是啊,她是知道的,楮墨沒有這麽容易放棄的。
……
醫院。
時清歡出門,來看唐綿綿,趁着楮墨不在,荀文慧也被支開的時候。
唐綿綿盯着她,臉色還是蒼白,不過,精神已經好了很多。
她拿手機,“你來,幹什麽?看我死了沒有嗎?我死了,你就開心了?”
“綿綿。”
時清歡哽咽,“你喜歡,這個名字嗎?”
嗯?
唐綿綿盯着她,嘴角一絲冷笑。
拿起手機,“什麽喜歡不喜歡……我現在,要成爲唐綿綿。”
“好。
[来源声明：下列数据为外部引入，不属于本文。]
PR #394, opened 2021-01-27
rollup security

bowenlan-amzn:
*Issue #, if available:*

*Description of changes:*
Example Response for get and explain rollup
```
{
  "test1" : {
    "metadata_id" : null,
    "rollup_metadata" : null,
    "roles" : [
      "own_index",
      "all_access"
    ]
  },
  "test2" : {
    "metadata_id" : "02ZTiXcB-XXJjE9jiuty",
    "rollup_metadata" : {
      "rollup_id" : "test2",
      "last_updated_time" : 1612916691716,
      "status" : "finished",
      "failure_reason" : null,
      "stats" : {
        "pages_processed" : 5,
        "documents_processed" : 4675,
        "rollups_indexed" : 3627,
        "index_time_in_millis" : 741,
        "search_time_in_millis" : 323
      }
    },
    "roles" : [
      "own_index",
      "all_access"
    ]
  }
}
```

```
{
  "total_rollups" : 2,
  "rollups" : [
    {
      "_id" : "test1",
      "_seq_no" : 49,
      "_primary_term" : 8,
      "rollup" : {
        "rollup_id" : "test1",
        "enabled" : true,
        "schedule" : {
          "interval" : {
            "start_time" : 1612918410200,
            "period" : 1,
            "unit" : "Minutes"
          }
        },
        "last_updated_time" : 1612918410200,
        "enabled_time" : 1612918410200,
        "description" : "An example policy that rolls up the sample ecommerce data",
        "schema_version" : 8,
        "source_index" : "kibana_sample_data_ecommerce",
        "target_index" : "test_rollup",
        "metadata_id" : null,
        "page_size" : 1000,
        "delay" : 0,
        "continuous" : false,
...
        "roles" : [
          "own_index",
          "all_access"
        ]
      }
    },
    {
      "_id" : "test2",
      "_seq_no" : 47,
      "_primary_term" : 7,
      "rollup" : {
        "rollup_id" : "test2",
        "enabled" : false,
        "schedule" : {
          "interval" : {
            "start_time" : 1612916629413,
            "period" : 1,
            "unit" : "Minutes"
          }
        },
        "last_updated_time" : 1612916629413,
        "enabled_time" : null,
        "description" : "An example policy that rolls up the sample ecommerce data",
        "schema_version" : 8,
        "source_index" : "kibana_sample_data_ecommerce",
        "target_index" : "test_rollup",
        "metadata_id" : "02ZTiXcB-XXJjE9jiuty",
        "page_size" : 1000,
        "delay" : 0,
        "continuous" : false,
...
        "roles" : [
          "own_index",
          "all_access"
        ]
      }
    }
  ]
}
```


src/main/resources/mappings/opendistro-ism-config.json
```diff
@@ -703,12 +703,40 @@
         "continuous": {
           "type": "boolean"
         },
-        "roles": {
-          "type": "text",
-          "fields": {
-            "keyword": {
-              "type": "keyword",
-              "ignore_above": 256
+        "user": {
```
dbbaughe, line 706: Increment schema version

src/main/kotlin/com/amazon/opendistroforelasticsearch/indexmanagement/rollup/action/index/TransportIndexRollupAction.kt
```diff
@@ -54,13 +57,19 @@ class TransportIndexRollupAction @Inject constructor(
     private val log = LogManager.getLogger(javaClass)
 
     override fun doExecute(task: Task, request: IndexRollupRequest, listener: ActionListener<IndexRollupResponse>) {
-        IndexRollupHandler(client, listener, request).start()
+        val userStr = client.threadPool().threadContext.getTransient<String>(ConfigConstants.OPENDISTRO_SECURITY_USER_INFO_THREAD_CONTEXT)
+        val user = resolveUser(User.parse(userStr))
+        val userName = client.threadPool().threadContext.getTransient<String>(ConfigConstants.INJECTED_USER)
```
dbbaughe, line 62: Is this pattern also used in Alerting?

bowenlan-amzn: I don't think alerting use this.
Basically, this is used because we do index rollup in runner, and we should not update user object because of that call. It will update user name to plugin.

src/main/kotlin/com/amazon/opendistroforelasticsearch/indexmanagement/rollup/model/Rollup.kt
```diff
@@ -162,6 +163,32 @@ data class Rollup(
         return builder
     }
 
+    // hasUser indicates it is for saving rollup object with user object
```
dbbaughe, line 166: Why duplicating above method?

src/main/kotlin/com/amazon/opendistroforelasticsearch/indexmanagement/rollup/model/Rollup.kt
```diff
@@ -162,6 +163,32 @@ data class Rollup(
...
+    // compared to get rollup API we don't show user object
+    fun toXContent(builder: XContentBuilder, params: ToXContent.Params, hasUser: Boolean): XContentBuilder {
```
dbbaughe, line 168: Move hasUser boolean into ToXContent.Params

src/main/kotlin/com/amazon/opendistroforelasticsearch/indexmanagement/rollup/action/index/TransportIndexRollupAction.kt
dbbaughe: Where is INJECTED_USER coming from?

src/main/resources/mappings/opendistro-ism-config.json
bowenlan-amzn: increased

src/main/kotlin/com/amazon/opendistroforelasticsearch/indexmanagement/rollup/model/Rollup.kt
bowenlan-amzn: moved

src/main/kotlin/com/amazon/opendistroforelasticsearch/indexmanagement/rollup/action/index/TransportIndexRollupAction.kt
bowenlan-amzn: in rollup runner index rollup method
[code link](https://github.com/opendistro-for-elasticsearch/index-management/pull/394/files?file-filters%5B%5D=.kt#diff-9d27b0547d80839891dd1315fd5491e47db004d340770bcadfcdedd131ffedbbR390)

src/main/kotlin/com/amazon/opendistroforelasticsearch/indexmanagement/indexstatemanagement/ManagedIndexRunner.kt
```diff
@@ -209,14 +209,14 @@ object ManagedIndexRunner : ScheduledJobRunner,
...
-         * job object. `managedIndexConfig.user` will be null. Insert `all_access, AmazonES_all_access` role.
+         * job object. `managedIndexConfig.user` will be null. Insert `all_access` role.
          * 2. ISM jobs that are created when security plugin is disabled will have empty User object.
          * (`managedIndexConfig.user.name`, `managedIndexConfig.user.roles` are empty )
          * 3. ISM jobs that are created when security plugin is enabled will have an User object.
          */
         val roles = if (managedIndexConfig.user == null) {
             // fixme: discuss and remove hardcoded to settings?
-            settings.getAsList("", listOf("all_access", "AmazonES_all_access"))
+            settings.getAsList("", listOf("all_access"))
```
thalurur, line 219: minor: can you define the `listOf("all_access")` as a global variable in the package and use it everywhere instead of defining this inline

src/main/kotlin/com/amazon/opendistroforelasticsearch/indexmanagement/rollup/RollupRunner.kt
```diff
@@ -277,19 +279,37 @@ object RollupRunner : ScheduledJobRunner,
...
-                                val compositeRes: InternalComposite = rollupSearchResult.searchResponse.aggregations.get(updatableJob.id)
-                                metadata = metadata.incrementStats(rollupSearchResult.searchResponse, compositeRes)
-                                when (val rollupIndexResult = rollupIndexer.indexRollups(updatableJob, compositeRes)) {
-                                    is RollupIndexResult.Success -> RollupResult.Success(compositeRes, rollupIndexResult.stats)
-                                    is RollupIndexResult.Failure -> RollupResult.Failure(rollupIndexResult.message, rollupIndexResult.cause)
+                        val roles = if (job.user == null) {
+                            settings.getAsList("", listOf("all_access"))
+                        } else {
+                            job.user.roles
+                        }
```
thalurur, line 286: minor: move this to a method `Rollup.getRoles(): List<String> { .. }` and just use `job.geRoles()` here and other places fetching roles

src/main/kotlin/com/amazon/opendistroforelasticsearch/indexmanagement/rollup/action/explain/TransportExplainRollupAction.kt
```diff
@@ -69,60 +71,73 @@ class TransportExplainRollupAction @Inject constructor(
...
+                    try {
+                        response.hits.hits.forEach {
+                            val rollup = contentParser(it.sourceRef).parseWithType(
+                                it.id,
+                                it.seqNo,
+                                it.primaryTerm,
+                                Rollup.Companion::parse
+                            )
+                            idsToExplain[rollup.id] = ExplainRollup(metadataID = rollup.metadataID)
+                            rolesMap[rollup.id] = rollup.user?.roles
```
thalurur, line 86: Is there any reason to not show the default roles - cause that is what we are setting internally in those cases right?

src/main/kotlin/com/amazon/opendistroforelasticsearch/indexmanagement/rollup/action/index/TransportIndexRollupAction.kt
thalurur: I would prefer to define instead a variable like `shouldBackfillPermissions` or something along the line instead to make it clear the intent of doing this.

thalurur: Also I am not sure I get this entirely, why can't `putRollup` method just use the user object defined here `val user = resolveUser(User.parse(userStr))` to update the rollup object always? Shouldn't that solve the issue of backfill and also ensure the rollup stored object always have the permissions defined the last updated user?

src/main/kotlin/com/amazon/opendistroforelasticsearch/indexmanagement/elasticapi/ElasticExtensions.kt
```diff
@@ -210,6 +215,7 @@ class InjectorContextElement(
 
     override fun updateThreadContext(context: CoroutineContext) {
         rolesInjectorHelper.injectRoles(roles)
+        if (user != null) rolesInjectorHelper.injectUser(user)
```
dbbaughe, line 218: Not a fan of this, this seems like it's essentially using an injected user as a toggle for the IndexRollupRequest to know whether or not it's coming from an external vs internal call. Why not use something like ConfigConstants.INTERNAL or something to be explicit since you're not actually using the injected user in any way. And if we plan to support injecting users then this needs to be removed in the future anyways.

src/main/kotlin/com/amazon/opendistroforelasticsearch/indexmanagement/rollup/RollupRunner.kt
```diff
@@ -362,7 +382,16 @@ object RollupRunner : ScheduledJobRunner,
     private suspend fun updateRollupJob(job: Rollup, metadata: RollupMetadata): RollupJobResult {
         try {
             val req = IndexRollupRequest(rollup = job, refreshPolicy = WriteRequest.RefreshPolicy.IMMEDIATE)
-            val res: IndexRollupResponse = client.suspendUntil { execute(IndexRollupAction.INSTANCE, req, it) }
+            val roles = if (job.user == null) {
+                settings.getAsList("", listOf("all_access"))
+            } else {
+                job.user.roles
+            }
+            val res = withCloseableContext(InjectorContextElement(job.id, settings, threadPool.threadContext, roles, job.user?.name)) {
```
dbbaughe, line 390: If a job.user can be null (assuming from before this PR is introduced?) then won't null be passed in to the InjectorContextElement which then means the IndexRollupAction thinks its coming from an external request instead of internal? See above comment, let's not use "user" here for this. Prefer being explicit with an actual field for this behavior.

src/main/kotlin/com/amazon/opendistroforelasticsearch/indexmanagement/rollup/action/index/TransportIndexRollupAction.kt
dbbaughe: +1, using user is confusing

dbbaughe:
Can you also paste an example response of what the explain/get APIs look like with the roles

src/main/kotlin/com/amazon/opendistroforelasticsearch/indexmanagement/rollup/action/explain/TransportExplainRollupAction.kt
bowenlan-amzn: If user is null, it prob is a job from previous version. We may not need to show "all_access" roles for it here, but just call out the old job will run as before (run by "all_access" role)

src/main/kotlin/com/amazon/opendistroforelasticsearch/indexmanagement/indexstatemanagement/ManagedIndexRunner.kt
bowenlan-amzn: refactored

src/main/kotlin/com/amazon/opendistroforelasticsearch/indexmanagement/rollup/RollupRunner.kt
bowenlan-amzn: good idea, refactored

src/main/kotlin/com/amazon/opendistroforelasticsearch/indexmanagement/rollup/action/index/TransportIndexRollupAction.kt
bowenlan-amzn: changed to use a new element in thread context `INDEX_MANAGEMENT_PLUGIN_INTERNAL` to indicate if the request is from outside user or plugin runner.
if the value of this element is true, then we will not update user object.

src/main/kotlin/com/amazon/opendistroforelasticsearch/indexmanagement/rollup/RollupRunner.kt
bowenlan-amzn: introduce explicit flag for this `INDEX_MANAGEMENT_PLUGIN_INTERNAL`

src/main/kotlin/com/amazon/opendistroforelasticsearch/indexmanagement/elasticapi/ElasticExtensions.kt
```diff
@@ -210,6 +225,7 @@ class InjectorContextElement(
 
     override fun updateThreadContext(context: CoroutineContext) {
         rolesInjectorHelper.injectRoles(roles)
+        threadContext.putTransient(INDEX_MANAGEMENT_PLUGIN_INTERNAL, internalReq)
```
dbbaughe, line 228: Need to remove this when suspending; also prob need to do a quick sanity check to make sure it isn't already there otherwise you'll get corruption exceptions

src/test/kotlin/com/amazon/opendistroforelasticsearch/indexmanagement/rollup/model/XContentTests.kt
```diff
@@ -117,6 +117,7 @@ class XContentTests : ESTestCase() {
     fun `test rollup parsing with type`() {
         val rollup = randomRollup()
         val rollupString = rollup.toJsonString()
+        println("rollup string: $rollupString")
```
dbbaughe, line 120: Remove

dbbaughe (approved):

thalurur (approved):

”
時清歡看了,哽咽道。
“姐姐答應你,從現在開始……你将永遠是綿綿。”
“?”
唐綿綿驚愕,不敢置信的看着她,這是真的嗎?
“綿綿。”
時清歡走過來,輕輕握住她的手,看着她,兩姐妹一模一樣的容顔,像是在照鏡子。隻是,照出了彼此的樣子,卻照不出彼此的靈魂。
唐綿綿一驚,下意識的就要把手給抽出來!
她從小到大,沒有親人,也不習慣,和人這樣的親密。
“綿綿。”
時清歡摁住了,看着她。“我是姐姐……我是你姐姐啊。姐姐知道,你很苦……姐姐把楮墨給你,姐姐希望你,好好生活。這世上,我們确實沒有遇到好的父母,可是,你現在不是一個人,你有姐
姐。”
唐綿綿愣住,聽着她的話,眼眶紅了。
說不上來爲什麽,唐綿綿竟然……覺得想哭!
“綿綿。”
時清歡擡起手,輕撫着唐綿綿的鬓發。
“你看,我們真是一模一樣,連卷發都是一樣……綿綿,你要好好的,手術,把病治好。你還年輕,你才24歲,你還有大把大把的時光,以前沒有的,以後,都會有的!”
“……”
唐綿綿牙關緊咬,唇瓣卻在顫抖。
時清歡深吸口氣,接着說道。
“姐姐,隻拜托你一件事,行嗎?”
“……”唐綿綿盯着她,一言不發。
“你……”時清歡哽咽着,請求道,“好好對楮墨,好好對他……楮墨他,在感情方面,單純耿直,綿綿,你幫姐姐,對他好一點!”
說到這裏,時清歡終是忍不住,側過臉,淚水滑落。
時清歡擡起手來,擦擦淚水。
強忍着,笑。
“綿綿,姐姐心疼你,希望你好好的。你不必認我……隻要你好好的,就行了。你和楮墨,以後要好好的啊。”
她最愛的兩個人,一定要過的好!
“……”
唐綿綿盯着她,眼眶發紅,強忍着淚水,沒有讓它掉下來。
她死撐着,并不發表任何說法。
“那,姐姐走了。”
時清歡哽咽着,“姐姐還會來看你……放心,我會偷偷來的,不會讓楮墨發現。那我走了……”
臨走前,她突然頓了下。
“對了……”
時清歡擡手,從頭上取下那隻珍珠發卡,“你的頭發亂了,姐姐幫你别一下。”
唐綿綿竟然沒有動,時清歡湊過來,替她把亂發理了理,然後用那隻珍珠發夾别好了。
“好了。”
時清歡笑笑,“那……姐姐走了。”
她轉過身,默默出去。從始至終,唐綿綿沒有動,似乎也沒有什麽表情。